◆ **Exercise inputs**:
PR #239, opened 2023-09-13
 Show error message when server rejects new password

### LINKED ISSUE #53: Handle errors in `savePasswordHandler` response

iandunn:
Fixes #53 

Screenshot 2023-09-13 at 9 40 14 AM

### Testing

Add something like this to an mu-plugin, then try to save a new pw.

```php
function validate_rest_password( $result, WP_REST_Server $server, WP_REST_Request $request ) {
	if ( is_wp_error( $result ) ) {
		return $result;
	}

	if ( ! str_starts_with( $request->get_route(), '/wp/v2/users' ) ) {
		return $result;
	}

	if ( false === stripos( WP_REST_SERVER::EDITABLE, $request->get_method() ) ) {
		return $result;
	}

	$params = $request->get_params();

	if ( ! isset( $params['id'], $params['password'] ) ) {
		return $result;
	}

	$user = get_user_by( 'id', $params['id'] );

	if ( ! $user ) {
		return $request;
	}

	$result = new WP_Error( 'rest_password_weak', __( 'Password is too weak.' ), array( 'status' => 400 ) );

	return $result;
}
add_filter( 'rest_pre_dispatch', __NAMESPACE__ . '\validate_rest_password', 1, 3 );
```

### Misc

◆ **What needs to be done**: Only the number should be given: how many lines in the entries above contain the string "params"?

◆ **Response area**: 3